Lorem ipsum dolor sit amet, consectetur adipiscing elit. Sed et quam eget ipsum ullamcorper hendrerit.
Donec vitae quam eget quam aliquam tincidunt. Nullam pharetra quam ac quam tincidunt, at semper ipsum
varius. Donec nec enim at libero ullamcorper hendrerit. Sed ac quam eget quam aliquam tincidunt.
Nullam pharetra quam ac quam tincidunt, at semper ipsum varius.

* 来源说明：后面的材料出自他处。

PR #6872, opened 2024-07-07
AM2R: Add Area rando

Miepee:
This feels kinda hacky (but it works). Comments very appreciated on how to do this with less copy-paste. Feels like I can probably use lambdas in a few places, but no idea how.

Will fix patcher tests and changelog entry after initial core review is done.

### DIFF
--- a/randovania/games/am2r/exporter/patch_data_factory.py
+++ b/randovania/games/am2r/exporter/patch_data_factory.py
@@ -487,6 +487,26 @@ class AM2RPatchDataFactory(PatchDataFactory):
             if (
                 isinstance(node, DockNode)
                 and node.dock_type in self.game.dock_weakness_database.all_teleporter_dock_types
+                and node.dock_type.short_name == "teleporter"
+            )
+        }
+
+        entrances = {
+            str(node.extra["instance_id"]): {
+                "dest_id": connection.extra["instance_id"],
+                "dest_direction": connection.extra["facing"],
+                "dest_room": self.game.region_list.area_by_area_location(connection.identifier.area_identifier).extra[
+                    "map_name"
+                ],
+                "force_idle_after_transition": (node.extra["facing"] == connection.extra["facing"])
+                or (node.default_dock_weakness != connection.default_dock_weakness),
+            }
+            for node, connection in self.patches.all_dock_connections()
+            if (
+                isinstance(node, DockNode)
+                and isinstance(connection, DockNode)
+                and node.dock_type in self.game.dock_weakness_database.all_teleporter_dock_types
+                and node.extra.get("is_area_transition", False)
             )
         }
 
@@ -498,6 +518,7 @@ class AM2RPatchDataFactory(PatchDataFactory):
             "rooms": self._create_room_dict(),
             "game_patches": self._create_game_patches(self.configuration, pickup_list, text_data, self.rng),
             "pipes": pipes if self.configuration.teleporters.mode != TeleporterShuffleMode.VANILLA else {},
+            "entrances": entrances if self.configuration.areas.mode != TeleporterShuffleMode.VANILLA else {},
             "door_locks": self._create_door_locks(),
             "hints": self._create_hints(self.rng),
             "cosmetics": self._create_cosmetics(self.description.get_seed_for_player(self.players_config.player_index)),
--- a/randovania/games/am2r/game_data.py
+++ b/randovania/games/am2r/game_data.py
@@ -20,7 +20,7 @@ def _gui() -> game.GameGui:
         cosmetic_dialog=gui.AM2RCosmeticPatchesDialog,
         export_dialog=gui.AM2RGameExportDialog,
         progressive_item_gui_tuples=progressive_items.tuples(),
-        spoiler_visualizer=(gui.AM2RTeleporterDetailsTab,),
+        spoiler_visualizer=(gui.AM2RTeleporterDetailsTab, gui.AM2RAreaRandoDetailsTab),
     )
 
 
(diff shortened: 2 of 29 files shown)


Miepee:
TODO: needs preset describer.

ThanatosGit:
I just had a quick look over this PR and it looks to me that the PR has a huge conceptual problem.
The smaller issue is that it adds the `is_teleporter` flag to all Doors and then it adds an extra guard with `is_area_transition` to ignore most of them. I was first thinking that it needs a different type for such transitions but that would probably mess around with DLR (and custom docks in open transitions ?) such that it would require similiar hacks in the code for other randomizations. But maybe anyone come up with something better.

The much bigger issue is that due to it being added with `is_teleporter`, it's now in the `all_teleporter_dock_types` but every piece of code is working around the fact that it is in this list.
E.g. `locations = TeleporterList.nodes_list(self.game_enum)` was replaced with something custom to remove the `door` type from it.
`AM2RTeleporterDetailsTab` now inherits from a more general class just to replace the `_fill_per_region_connections` to once again work around the issue that there is more in `all_teleporter_dock_types`. Same for `AM2RAreaRandoDetailsTab` but just that it "kicks" the type for the pipe rando (basically the opposite of the previously named `AM2RTeleporterDetailsTab`).
The PDF and `base_patches_factory` all suffer from the same problem. Same for why the changes in `teleporter_distributor.py` were necessary. Like I said, it's like in every file changed.

Back when I was thinking about how to add Dread's `Teleportal`s as `Teleporter` and allow them to shuffle independently from the Elevator and Shuttles, I though about adding something like a "teleporter group". Everything would default to "group A", which means no changes for the existing games (but maybe for Portal rando in Echoes?) but you can specify a different group on the dock type. I never thought about that in detail and it would require to change the helper functions to take an optional parameter for the group but it would be a much better solution which also can be used by any game.

Miepee:
> I was first thinking that it needs a different type for such transitions but that would probably mess around with DLR (and custom docks in open transitions ?) such that it would require similiar hacks in the code for other randomizations. 

Yeah, the door type can't change for these. They need to be X Door / Open Transition in order to work with DLR properly. I could *theoretically* change the type for some of the non 4-height transitions. But I already kinda need to workaround the types not being a teleporter type, so doing that for only a few other types doesn't really matter too much. I'm sure that not many games actually would run into this issue.

> I though about adding something like a "teleporter group"

I like this in concept. Could introduce a new field to the DB to be something like:
```json
"teleporter_rando": {
  "default": [
    "Tram",
    "Elevator"
  ],
  "portals": [
    "Teleportal"
  ]
}
```

or for am2r's case: [teleporter-pipes], [door, dock]. Then modify all the functions to use `default`, with it being overridden. For me that still remains:
- No idea how entrance rando should handle that, I will just leave it as a problem for the future:tm:
- AM2R would still need to override its list to check for "is_area_transition" 
- What about the fact that the default teleporter configuration field is `teleporters`? Currently in the Area rando tab, i just explicitly overwrite the necessary function to use the `areas` field instead, but this feels kinda ugly if multiple games would start doing that.

ThanatosGit:
> * AM2R would still need to override its list to check for "is_area_transition"

Maybe it would be possible to also add a (optional) game specific check? E.g. like I did with the `all_preplaced_item_locations` function which takes callable.
So you could tell the function for which teleporter group it should return the nodes and also what game specific check it should take care of.


> * What about the fact that the default teleporter configuration field is `teleporters`? Currently in the Area rando tab, i just explicitly overwrite the necessary functions to use the `areas` field instead, but this feels kinda ugly if multiple games would start doing that.

If I understand correctly that's about the parent class `PresetTeleporterTab`. Isn't it possible to simple replace the calls to the property method `editor.layout_configuration_teleporters` by a `TeleporterConfiguration` you pass to the parent class from the child class?


Oh boy, I really should take some time in the future and read the generator code. While scrolling through occurences of `all_teleporter_dock_types`, I saw this one: https://github.com/randovania/randovania/blob/1e5f349ffbd176b27f51069e3512738ab087fe01/randovania/generator/filler/player_state.py#L190-L209

Isn't something like the check in L193 already broken because it doesn't take care of your two different groups and also not for your `is_area_transition` thing? If that's true, I don't even see a way around first refactoring the whole stuff before this PR.

Miepee:
>  Isn't it possible to simple replace the calls to the property method editor.layout_configuration_teleporters by a TeleporterConfiguration you pass to the parent class from the child class?

It could be that I'm not understanding things correctly, but I don't see it that way. I don't see how the hardcoded `layout_configuration_teleporters`  to `self.configuration.teleporters` can be easily replaced with `self.configuration.areas` from a childs class.

> Isn't something like the check in L193 already broken

Kinda? That specific instance only seems to be used for "logging". But yeah that definitely should be fixed first.

ThanatosGit:
> > Isn't it possible to simple replace the calls to the property method editor.layout_configuration_teleporters by a TeleporterConfiguration you pass to the parent class from the child class?
> 
> It could be that I'm not understanding things correctly, but I don't see it that way. I don't see how the hardcoded `layout_configuration_teleporters` to `self.configuration.teleporters` can be easily replaced with `self.configuration.areas` from a childs class.

Wouldn't it be something like that (just cleaner of course :p)? And you just call `super().__init__` with `areas` as the last parameter in Area tab thing?
https://github.com/randovania/randovania/compare/main...ThanatosGit:please-no?expand=1

Miepee:
Oh yeah I'm dumb lol

duncathan (changes requested):
I haven't looked very closely at any code yet but *please* do not call this "Area rando". immensely confusing since it contradicts the meaning of `Area` in the rest of RDV

Miepee:
Am aware, I haven't found a better name for it tho :cry:

Areas is how they're known (/called? Need to double check in-game). Region rando thus sounds a bit confusing.

Miepee:
This needs a few backend changes and so i'll close this until those are resolved.
Being in PR history is enough for a reference.

PR #6873, opened 2024-07-07
Am2r: Add tileset and background rotation

Miepee:
Only merge after yams bump please.
grafik

### DIFF
--- a/CHANGELOG.md
+++ b/CHANGELOG.md
@@ -15,6 +15,7 @@ and this project adheres to [Semantic Versioning](https://semver.org/spec/v2.0.0
 
 - Added: Progressive pickups can now be configured to be placed vanilla.
 - Added: The first log entry in the game now displays a history of the collected items.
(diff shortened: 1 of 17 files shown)


Miepee:
No idea why that other test fails :cry:

Miepee:
Doing some debugging, for some reason on type->vanilla / full->vanilla, the `_on_music_option_changed` is never even triggered. no idea how.

Miepee:
After trial and error: *Something* in the UI file causes the test to fail. No idea what.

Miepee:
If either of the `tileset_rotation_spinner_max` or `background_rotation_spinner_max` items is in the UI file, it causes the other test to fail.

Miepee:
Seems to be specifically, if they are in the layout.

Miepee:
Fixed the test.

dyceron (approved):
Lgtm

PR #6874, opened 2024-07-07
Bump am2r_yams to 2.8.0.dev3

Miepee:


dyceron (approved):
Interesting release version, but I'm assuming there's a reason for it.

Miepee:
Yes. Don't want to mark this as a stable release, but want to get this into rdv for testing.

PR #6899, opened 2024-07-13
Resolver: Fix wrong additional requirement when rolling back progress…

Tyranisaur:
…ives

If one progressive item is located in a position where a later item in the same progressive chain is required to escape, and the resolver finds that item first, then the resolver must not set the later progressive item as an additonal requirement when rolling back obtaining the earlier progressive item.

### DIFF
--- a/CHANGELOG.md
+++ b/CHANGELOG.md
@@ -10,6 +10,10 @@ and this project adheres to [Semantic Versioning](https://semver.org/spec/v2.0.0
 - Changed: Filtering in the Generation Order tab is now case-insensitive.
 - Changed: The Area View of the Data Visualizer now always has a dark gray background to help with readability.
 
+### Resolver
+
+- Fixed: Some seeds being considered impossible when finding a progressive item in an area where a later item in the progressive chain is required to leave.
+
 ### AM2R
 
 #### Logic Database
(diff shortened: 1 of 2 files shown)


henriquegemignani (commented):
I'm not entirely sure I like this solution. The function name in Node, the complex implementation that is repeated compared to other methods.

Everything here feels like plugging a hole instead of trying to solve the problem at the root.

Tyranisaur:
> I'm not entirely sure I like this solution. The function name in Node, the complex implementation that is repeated compared to other methods.
> 
> Everything here feels like plugging a hole instead of trying to solve the problem at the root.

Maybe I came up with a less elegant solution because I'm not intimately familiar with the architecture here. It looks kind of ugly because of how in this step of the resolver, it needs to check if we're rolling back obtaining an item in a progressive chain, and do some logic with that. I ended up adding the function in Node to get code that's generic. Maybe I misunderstood, but I tought using instanceof was discouraged.

To some extent, having to account for progressive items in this way feels like plugging a hole, but primarily because it deals in terms that are usually abstracted away into the resource gain abstraction. If I put the entire solution in resolver.py does that constitute fixing the problem at the root?

Tyranisaur:
I moved everything into resolver.py, renamed some things and move some things into their own functions.

CHANGELOG.md
```diff
@@ -14,6 +14,10 @@ and this project adheres to [Semantic Versioning](https://semver.org/spec/v2.0.0
 - Changed: Reduced some visual noise in the main window and customize preset window.
 - Changed: Don't show unnecessary lines on Door Lock and Teleporter rando customization tabs.
 
+### Resolver
```
Miepee, line 17: can you rebase this to not appear in 83x?

henriquegemignani (approved):

PR #6925, opened 2024-07-19
Add more sentry metrics

Miepee:
See title.
No changelog cause internal stuff.

### DIFF
--- a/randovania/interface_common/generator_frontend.py
+++ b/randovania/interface_common/generator_frontend.py
@@ -2,6 +2,7 @@ from __future__ import annotations
 
 import asyncio
 import multiprocessing
+import operator
 from concurrent.futures import ProcessPoolExecutor
 from typing import TYPE_CHECKING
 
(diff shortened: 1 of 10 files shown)


randovania/interface_common/generator_frontend.py
```diff
@@ -60,6 +62,50 @@ def generate_layout(
             if manager.is_included_preset_uuid(preset.uuid):
                 span.set_tag("builtin_preset", f"{preset.name} ({preset.game.short_name})")
 
+        for preset in parameters.presets:
+            monitoring.metrics.incr(
+                "generation_trick_amount_disabled",
+                value=operator.countOf(
+                    preset.configuration.trick_level.specific_levels.values(), LayoutTrickLevel.DISABLED
```
henriquegemignani, line 69: This can definitely be a for loop instead of the same block of code 6 times.

henriquegemignani (changes requested):

henriquegemignani (approved):

PR #6934, opened 2024-07-20
Dread: fix hide scans with nothing data

### LINKED ISSUE #6658: Option to hide item scans doesn't work in Dread
image
I was under the impression that the option to hide an item's scan translates to the name that appears on the map when you look at the item. 
image
It seems odd that we would have support for hiding the item name when picking up the item, but not when looking at the map, given that the opposite way around seems like the most natural configuration to use when playing with this option.
image

Miepee:
Fixes #6658

### DIFF
--- a/test/games/test_log_file_export.py
+++ b/test/games/test_log_file_export.py
@@ -109,6 +109,7 @@ def pytest_generate_tests(metafunc: _pytest.python.Metafunc) -> None:
         "dread/custom_start.rdvgame",  # crazy settings
         "dread/custom_patcher_data.rdvgame",  # custom patcher data
         "dread/all_settings.rdvgame",  # all settings enabled
+        "dread/hide_all_with_nothing.rdvgame",  # Model+scan+name hidden with nothing data
         # Prime 1
         "prime1_crazy_seed.rdvgame",  # chaos features
         "prime1_crazy_seed_one_way_door.rdvgame",  # same as above but 1-way doors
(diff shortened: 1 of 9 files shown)


test/games/test_log_file_export.py
```diff
@@ -66,7 +66,7 @@ def test_layout_patch_data_export(
 
     data = factory.create_data()
 
-    # _update_committed(data_path, cosmetic_path, data, cosmetic_patches)
+    _update_committed(data_path, cosmetic_path, data, cosmetic_patches)
```
dyceron, line 69: Nice

Miepee: ops

test/games/test_log_file_export.py
```diff
@@ -109,6 +109,7 @@ def pytest_generate_tests(metafunc: _pytest.python.Metafunc) -> None:
         "dread/custom_start.rdvgame",  # crazy settings
         "dread/custom_patcher_data.rdvgame",  # custom patcher data
         "dread/all_settings.rdvgame",  # all settings enabled
+        "dread/hide_all_with_nothing.rdvgame",  # Model+scan+name hidden with nothing data
```
dyceron, line 112: This test seems a but unnecessary the only difference is two lines are slightly different. The rest of the rdvgame is standard.

Miepee: this test is to ensure that nothing breaks this in the future.
Its the easiest way to test things, ideas welcome for another test.

Miepee: also unsure where you got your two lines from?
every time `"map_icon": {`is used, its different now

henriquegemignani (approved):
YOUR NOTHING

PR #6939, opened 2024-07-20
Default InfiniteTimer to not strict

henriquegemignani:
Dunc had the correct idea when hii made the CS connector use a non-strict timer: if `target` runs for longer than `interval`, then `_current_task` will be not-None in `_on_timeout`. Since we use this timer to make network calls, it's perfectly reasonable for them to take forever.

For an infinitely repeatable timer, we don't really mind skipping a few triggers so defaulting strict to false.

No changelog because I'm not even sure this error shows up visibly for users. And the message would be something like "Fixed: An invisible error that could happen in rare cases with is now fixed."

### DIFF
--- a/randovania/lib/infinite_timer.py
+++ b/randovania/lib/infinite_timer.py
@@ -15,7 +15,7 @@ class InfiniteTimer(QtCore.QObject):
     should_start_timer: bool = False
     _current_task: asyncio.Task | None = None
 
-    def __init__(self, target: Callable[[], Awaitable[None]], interval: float, *, strict: bool = True):
+    def __init__(self, target: Callable[[], Awaitable[None]], interval: float, *, strict: bool = False):
         super().__init__()
         self._dt = interval
         self.target = target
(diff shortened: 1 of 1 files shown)


Miepee:
Its supposed to make these not show in sentry, right?
https://randovania.sentry.io/issues/4227860587/?end=2024-07-19T23%3A59%3A59&environment=production&environment=staging&project=4504594037211137&query=is%3Aunresolved+issue.priority%3A%5Bhigh%2C+medium%5D+timer&referrer=issue-stream&sort=freq&start=2024-07-18T00%3A00%3A00&stream_index=0

henriquegemignani:
Yes

Miepee (approved):
I'll just trust you on the fact that this error is never visible for users

henriquegemignani:
I'm mostly guessing, because I don't have a clue how it shows up. Random popup at weird times?

Miepee:
I'd assume that if it shows up, that we wouldve had a few reports in #bug-reports
But since no one ever has reported this... :shrug:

<b>This is some bold text.</b>
<i>This is some italic text.</i>
<a href="#">This is a link.</a>
</div>
<script>
function search() {
const searchTerm = document.getElementById('searchInput').value.toLowerCase();
const textContainer = document.getElementById('textContainer');
const text = textContainer.textContent.toLowerCase();
const regex = new RegExp(`(<[^>]+>|\ )|(${searchTerm})`, 'ig');
let highlightedHTML = '';
const textParts = text.replace(regex, function(match, htmlTag, searchTerm) {
if (htmlTag) {
return htmlTag;
} else {
return `<span class="highlight">${searchTerm}</span>`;
}
}).split(/<\/?span>/);
for (const part of textParts) {
if (part.startsWith('<span')) {
highlightedHTML += `<span class="highlight">${part.slice(6)}</span>`;
} else {
highlightedHTML += part;
}
}
textContainer.innerHTML = highlightedHTML;
}
</script>
</body>
</html>
它根本就不能工作。不过,里面的正则表达式“<[^>]+>”和变量名“textParts”是我最终代码思路的源泉。